New participatory budget meeting trial was a success
Argyll and Bute Health and Wellbeing Network held an open participatory budget meeting on Friday September 14 to decide who should get a share of the £5,000 pot.
Grants of up to £2,000 were applied for to support health and well-being activities in communities.
In a new twist, speakers for various organisations gave their case for why they should get a share of the budget, with the rest of the room using their vote to make the final decision.
Antonia Baird spoke for the Argyll Pharmacy, asking for quality pedometers to rent out, encouraging people to walk more and see how far they’ve come.
Colin Ferguson asked for £1,000 for Head’s Up to gain exercise classes and equipment so that it can expand beyond mental health support into physical health, aiding mental health in the process.
The Dochas Centre’s Doris Linstead and Craig Butler laid out all the mental and physical benefits of karaoke, including physicality of dancing, the mental benefits of singing and the community spirit of singing in a group, in order to gain £900.
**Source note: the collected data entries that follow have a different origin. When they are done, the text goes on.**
PR #824, opened 2021-01-09
Win installer: Add ASIO detection

ann0see:
Since #821 is not yet ready, I think it makes sense to detect a missing ASIO driver. 

Current behaviour:

If there's no ASIO key in the registry --> Show a page which links to jamulus.io

If the user exits this page and the key is still missing --> Show a warning where the user can descide if he wants to continue to install jamulus. This is needed since the server doesn't need an ASIO driver installed.

### DIFF
--- a/windows/deploy_windows.ps1
+++ b/windows/deploy_windows.ps1
@@ -66,6 +66,34 @@ Function Get-RedirectedUrl {
     }
 }
 
+function Load-Module ($m) { # see https://stackoverflow.com/a/51692402
+
+    # If module is imported say that and do nothing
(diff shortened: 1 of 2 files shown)


ann0see:
https://github.com/corrados/jamulus/pull/824/commits/f865124dd976a7f0d22ac463b6a01316aa31d148 will also skip the download of nuget and VSSetup if they are not installed. I couldn't test what happens if they are not installed since I only have a Windows 8 VM which doesn't seem to support some commands used in this script. Can anybody confirm that this the installation of these dependencies still works? (I don't see any reasons why it shouldn't)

David Smart, leader for the 19th Argyll Scouts asked for £1,000 to take all the Scouts to Lochgoilhead Outdoor Centre, free of charge.
Raymond Deans asked for £400 for the NHS Chaplaincy to start exercise classes in the Succoth ward to keep patients’ mood and health good.
David Hewitt and Ros Duthie danced their way to £700 for tango lessons at the MS Centre.
Alison McGrory hands out a certificate to Raymond Deans for NHS Chaplaincy.
Head’s Up Mid Argyll was given £1,000 for exercise equipment.
Claire Cameron, David Hewitt, Karen McCurry and Ros Duthie accepted the cheque for the MS Centre.
Dochas Centre’s Doris Linstead, Catherine Paterson, and Craig Butler.